PR #24011, opened 2026-04-03
fix(cli): exit port-forward when workspace agent becomes unreachable

zertosh:
Fixes #10626

Previously `coder port-forward` kept its local listeners alive after the
tailnet connection to the agent was lost (laptop sleep, network change,
agent restart). Per-connection `DialContext` uses the command-lifetime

• • • • • • •

• **Activity**: Repeat the material above exactly and in full.

• **Solution**:
PR #24011, opened 2026-04-03
fix(cli): exit port-forward when workspace agent becomes unreachable

zertosh:
Fixes #10626

Previously `coder port-forward` kept its local listeners alive after the
tailnet connection to the agent was lost (laptop sleep, network change,
agent restart). Per-connection `DialContext` uses the command-lifetime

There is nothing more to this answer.